Магистр немедленно ухватился за эту мысль. Ему отчаянно не хотелось терпеть поражение сразу по нескольким фронтам.
— Если говорить о будущем, возлюбленный брат мой, то здесь, как мы с вами знаем, возможен целый пучок вариантов развития. Прошлое же одновариантно и практически неизменяемо. Иначе говоря, для наших прадедов мы множественны — им неизвестно, какой вариант реализовался. Но для наших потомков мы единственно возможны, так что…
— Почтенный Магистр! — брат Мауро постучал авторучкой о свой стакан. — Вы вновь отклоняетесь от темы.
— Да, — подтвердил толстяк. — Но, тем не менее, хотелось бы узнать, почему Сальваторы так держались именно за Виральдини? Ведь восемнадцатый век, как известно, был богат на гениальных композиторов.

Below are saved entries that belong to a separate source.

PR #3602, opened 2021-03-18
[DNM] Rewind bad block (#3600)

antiochp:
**Do not merge.**
----

We don't actually want this on `master`.
We want to decide on the correct long-term approach and implement that here.

* Currently the rangeproof verification cache is disabled on both master and 5.0.x branches.
  *  We need to decide if we want to reintroduce this fully and what the cache key impl needs to be.
* "rewind bad block" should not be required on `master` as it was simply a hot fix to get past the "bad fork"
* We do want to propagate the `InvalidBlockProof` error (to ban peers correctly)
  * the whole error/bool/ban logic needs a rethink and cleanup as its hard to reason about currently
* Related #3603 (on `5.0.x` branch) "rewind headers and ban"
  * "rewind headers" also a hot fix and not required on `master`
* but we _do_ need to handle the "good header, bad block" scenario robustly somehow and this needs impl on `master`
  * one option is explicit list of "bad headers" as we have in that PR but ideally this is dynamic

I'll open a tracking issue for all of above and we can close this PR once its tracked elsewhere.

---- 

Cherry-picked #3600 from `current/5.0.x`

* rewind prior to known bad block on chain init
* rewind prior to bad block if found on current chain
* pass InvalidBlockProof through

### DIFF
--- a/chain/src/chain.rs
+++ b/chain/src/chain.rs
@@ -206,6 +206,10 @@ impl Chain {
 			genesis: genesis.header,
 		};
 
+		// If known bad block exists on "current chain" then rewind prior to this.
+		// Suppress any errors here in case we cannot find
+		chain.rewind_bad_block()?;
+
 		chain.log_heads()?;
 
 		// Temporarily exercising the initialization process.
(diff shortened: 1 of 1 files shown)


antiochp:
Tracking issue - https://github.com/mimblewimble/grin/issues/3605

Closing this PR.

PR #3603, opened 2021-03-18
rewind bad headers, ban on explicit bad headers

antiochp:
* validate against explicit list of bad headers
* rewind both `header_head` and `head` if bad block on current chain


MCM-Mike:
Will this PR be released before 3am CET or next days?

quentinlesceller (approved):

DavidBurkett (approved):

— Абсолютно верно, почтенный брат мой! — ответил Магистр. — Это был Золотой Век для музыки. Но все-таки Виральдини был единственным в своем роде. Мало кому известно, что он собирал в своем богоугодном заведении мальчишек не просто одаренных музыкально. Среди них были и те, кого мы называем «койво»! К 1725 году он воспитал уже не одну сотню мальчишек, способных служить как музыке, так и Хранителям-Сальваторам. При этом мало кто из самих выпускников приюта об этом догадывался.
— Так значит, он объединил вокруг себя множество койво! — воскликнул толстяк.

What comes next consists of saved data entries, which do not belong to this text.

PR #3611, opened 2021-03-22
[DNM] Revert "Removing verifier caches (#3597)"

trevyn:
This reverts commit 87ff219d37b59c8e3cd8ab7f8629af4b9fd12dd1.

Per discussion with @antiochp. To be followed by a separate PR that fixes the cache keys.

Issue #3606, opened 2021-03-19
tracking issue - enable rangeproof verifier cache


antiochp:
* Related #3605 
* Related #3597

I think we want to do the following initially -
* fix the cache key impl for rangeproofs
  * @jaspervdm suggested implementing `DefaultHashable` for the full output (identifier + rangeproof) 
* revert #3597 ensuring we use the correct cache key impl 

----

Additional possible improvements - 

We get most of the benefit from the verifier cache internally in the mempool. We do a *lot* of tx verification in various mempool operations. For example after aggregating txs together we verify the aggregated tx. Each verification leverages the rangeproof verifier cache as we do not want to verify the rangeproofs repeatedly each time.

But we may want to consider disabling the cache when we actually verify a new block.
Blocks are consensus critical, transactions are not.
We would need to take care to handle edge cases where a potentially invalid tx entered the mempool. 
This makes me hesitate a little.

antiochp:
After some investigation and discussion we are removing the "verifier cache" entirely (for now) - 
https://github.com/mimblewimble/grin/pull/3628

Future work may involve reintroducing some form of cache.

PR #3613, opened 2021-03-22
[DNM] Fix verifier cache keys by hashing full `Output`

trevyn:
Per #3606 and discussion with @antiochp, this includes:

- Revert "Removing verifier caches (#3597)" from #3611
- Impl `DefaultHashable` for `Output`, and hash the full `Output` including the `OutputIdentifier`, instead of just the `RangeProof`. This looks to be provided via the existing `Writeable` impl on `Output`.

Outstanding questions:

- Is there any other specific test coverage required?
- Address comments from #3606:
>We get most of the benefit from the verifier cache internally in the mempool. We do a lot of tx verification in various mempool operations. For example after aggregating txs together we verify the aggregated tx. Each verification leverages the rangeproof verifier cache as we do not want to verify the rangeproofs repeatedly each time.
>
>But we may want to consider disabling the cache when we actually verify a new block.
Blocks are consensus critical, transactions are not.
We would need to take care to handle edge cases where a potentially invalid tx entered the mempool.
This makes me hesitate a little.


core/src/core/verifier_cache.rs
```diff
@@ -28,20 +28,20 @@ pub trait VerifierCache: Sync + Send {
...
 	fn filter_kernel_sig_unverified(&mut self, kernels: &[TxKernel]) -> Vec<TxKernel>;
 	/// Takes a vec of tx outputs and returns those outputs
-	/// that have not yet had their rangeproofs verified.
-	fn filter_rangeproof_unverified(&mut self, outputs: &[Output]) -> Vec<Output>;
+	/// that have not yet been verified.
+	fn filter_output_unverified(&mut self, outputs: &[Output]) -> Vec<Output>;
 	/// Adds a vec of tx kernels to the cache (used in conjunction with the the filter above).
 	fn add_kernel_sig_verified(&mut self, kernels: Vec<TxKernel>);
 	/// Adds a vec of outputs to the cache (used in conjunction with the the filter above).
-	fn add_rangeproof_verified(&mut self, outputs: Vec<Output>);
```
DavidBurkett, line 36: nit: The names and comments of these 2 functions were more accurate before. There's no need to rebrand all of this as "output verification." It's still rangeproof verification imho. It just includes the output commitment as part of the hash.

core/tests/verifier_cache.rs
```diff
@@ -42,20 +42,20 @@ fn test_verifier_cache_rangeproofs() {
...
 		let mut cache = cache.write();
-		cache.add_rangeproof_verified(vec![out]);
+		cache.add_output_verified(vec![out]);
 	}
 
 	// Check it shows as verified according to the cache.
 	{
 		let mut cache = cache.write();
-		let unverified = cache.filter_rangeproof_unverified(&[out]);
+		let unverified = cache.filter_output_unverified(&[out]);
```
DavidBurkett, line 58: Please add a test to prove that the inflation issue is not reintroduced. That is, use the same rangeproof with a different output commitment and make sure that the cache does not consider it already verified.

.github/workflows/test.yml
```diff
@@ -0,0 +1,36 @@
+name: test
```
DavidBurkett, line 1: We already have CI setup. We use Azure pipelines

trevyn: Yep, am not intending this to be merged. Still figuring out the workflow so I can run tests on my own forks.

trevyn:
Thanks @DavidBurkett ! All comments addressed.

antiochp:
It would be good to add a test here that exercises the full block processing pipeline resulting in an `InvalidBlockProof`.
Something along the lines of the test in `nrd_validation_rules.rs`

Ideally we can reproduce the inflation bug running the test with `5.0.1` codebase.
Then confirm the inflation bug is no longer present in `5.0.4`.
And finally that reintroducing the verifier cache logic does not also reintroduce the inflation bug.

We will have to jump through some hoops to build an "invalid" block (presumably we need to swap out a valid rangeproof for an invalid one).
This is worth spending some time on as we definitely have less test coverage (and less ability to add them) around "invalid blocks" like this.

trevyn:
> It would be good to add a test here that exercises the full block processing pipeline resulting in an `InvalidBlockProof`.
> Something along the lines of the test in `nrd_validation_rules.rs`

Got it. I looked the relevant code and I think I'll be able to make progress on this. Will ping when ready for a review, or with any questions that arise. Thanks!

antiochp:
We should pull the test from #3621 into this PR and consolidate the work.
@snape479 @trevyn

trevyn:
I definitely support removing the cache. Do we have a sense of the actual, measured performance impact?

antiochp:
> I definitely support removing the cache. Do we have a sense of the actual, measured performance impact?

For a handful of txs per block like we have currently and a txpool that handles those few txs the performance impact is going to be close to zero.
The verifier cache was originally put in place to handle future increased tx volume.

antiochp:
PR to remove the verifier cache - https://github.com/mimblewimble/grin/pull/3628

trevyn:
> PR to remove the verifier cache - #3628

👍🏼. Will sort out the tests once that is merged.

trevyn:
Closing in favor of https://github.com/mimblewimble/grin/pull/3628.

The only new test in this PR requires direct access to the verifier cache, which no longer exists. Tests from https://github.com/mimblewimble/grin/pull/3621 should still work, I'll look at porting them over.

PR #3614, opened 2021-03-23
Allow rest api to shutdown

i1skn:
I think we can re-enable this functionality, `grin-wallet` also uses this crate and it's good to have an ability to shutdown the api without killing the process.

### DIFF
--- a/api/src/rest.rs
+++ b/api/src/rest.rs
@@ -30,6 +30,7 @@ use rustls::internal::pemfile;
 use std::convert::Infallible;
 use std::fmt::{self, Display};
 use std::fs::File;
+use std::mem;
 use std::net::SocketAddr;
 use std::sync::Arc;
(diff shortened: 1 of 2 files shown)


quentinlesceller:
Looking good. Do you know why we can reenable this now?

i1skn:
As far as I got after conversation with @hashmap there was a temporary bug in hyper version, which is now fixed. I've tested it as a part of Ironbelly and it shutdowns the API properly.

quentinlesceller (approved):
Tested and looking good. LGTM 👍

quentinlesceller:
@i1skn seems like the API does not start with this change.

i1skn:
Hi, is there any specific reason or case when it does not start?

quentinlesceller:
Basically any call on the API will just fails. The server is not listening.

— Он их не просто объединил, — ответил Магистр с таким видом, будто множество койво объединил именно он. — Виральдини создал из них некое подобие эгрегора! Превосходно действующую Модель.
— Поясните, — толстяк, казалось, выражал все большую заинтересованность.
Магистр все больше увлекался.
— Он создал из них огромный музыкальный коллектив, а во главу угла поставил… хор!
Толстяк мигнул.
— Ну и что?
Остальные члены Высокого Совета нетерпеливо задвигались.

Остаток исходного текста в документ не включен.